PR #6222, opened 2021-05-29
[ticket/16787] Properly check if fsockopen() is enabled - PHP 8

3D-I:
PHPBB3-16787

Checklist:

- [x] Tests pass

https://tracker.phpbb.com/browse/PHPBB3-16787

### DIFF
--- a/phpBB/phpbb/file_downloader.php
+++ b/phpBB/phpbb/file_downloader.php
@@ -43,7 +43,7 @@ class file_downloader
 		$this->error_string = '';
 
 		if (function_exists('fsockopen') &&
-			$socket = fsockopen(($port == 443 ? 'ssl://' : '') . $host, $port, $this->error_number, $this->error_string, $timeout)
+			$socket = @fsockopen(($port == 443 ? 'ssl://' : '') . $host, $port, $this->error_number, $this->error_string, $timeout)
 		)
 		{
 			@fputs($socket, "GET $directory/$filename HTTP/1.0\r\n");
--- a/phpBB/phpbb/file_downloader.php
+++ b/phpBB/phpbb/file_downloader.php
@@ -42,7 +42,9 @@ class file_downloader
 		$this->error_number = 0;
 		$this->error_string = '';
 
-		if ($socket = @fsockopen(($port == 443 ? 'ssl://' : '') . $host, $port, $this->error_number, $this->error_string, $timeout))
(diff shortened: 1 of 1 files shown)


3D-I:
I'm not sure I understand the problem with the test, as usual.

Exercise: Repeat the data exactly as it was given above.

Answer to the exercise:
PR #6222, opened 2021-05-29
[ticket/16787] Properly check if fsockopen() is enabled - PHP 8

3D-I:
PHPBB3-16787

Checklist:

- [x] Tests pass

https://tracker.phpbb.com/browse/PHPBB3-16787

### DIFF
--- a/phpBB/phpbb/file_downloader.php
+++ b/phpBB/phpbb/file_downloader.php
@@ -43,7 +43,7 @@ class file_downloader
 		$this->error_string = '';
 
 		if (function_exists('fsockopen') &&
-			$socket = fsockopen(($port == 443 ? 'ssl://' : '') . $host, $port, $this->error_number, $this->error_string, $timeout)
+			$socket = @fsockopen(($port == 443 ? 'ssl://' : '') . $host, $port, $this->error_number, $this->error_string, $timeout)
 		)
 		{
 			@fputs($socket, "GET $directory/$filename HTTP/1.0\r\n");
--- a/phpBB/phpbb/file_downloader.php
+++ b/phpBB/phpbb/file_downloader.php
@@ -42,7 +42,9 @@ class file_downloader
 		$this->error_number = 0;
 		$this->error_string = '';
 
-		if ($socket = @fsockopen(($port == 443 ? 'ssl://' : '') . $host, $port, $this->error_number, $this->error_string, $timeout))
(diff shortened: 1 of 1 files shown)


3D-I:
I'm not sure I understand the problem with the test, as usual.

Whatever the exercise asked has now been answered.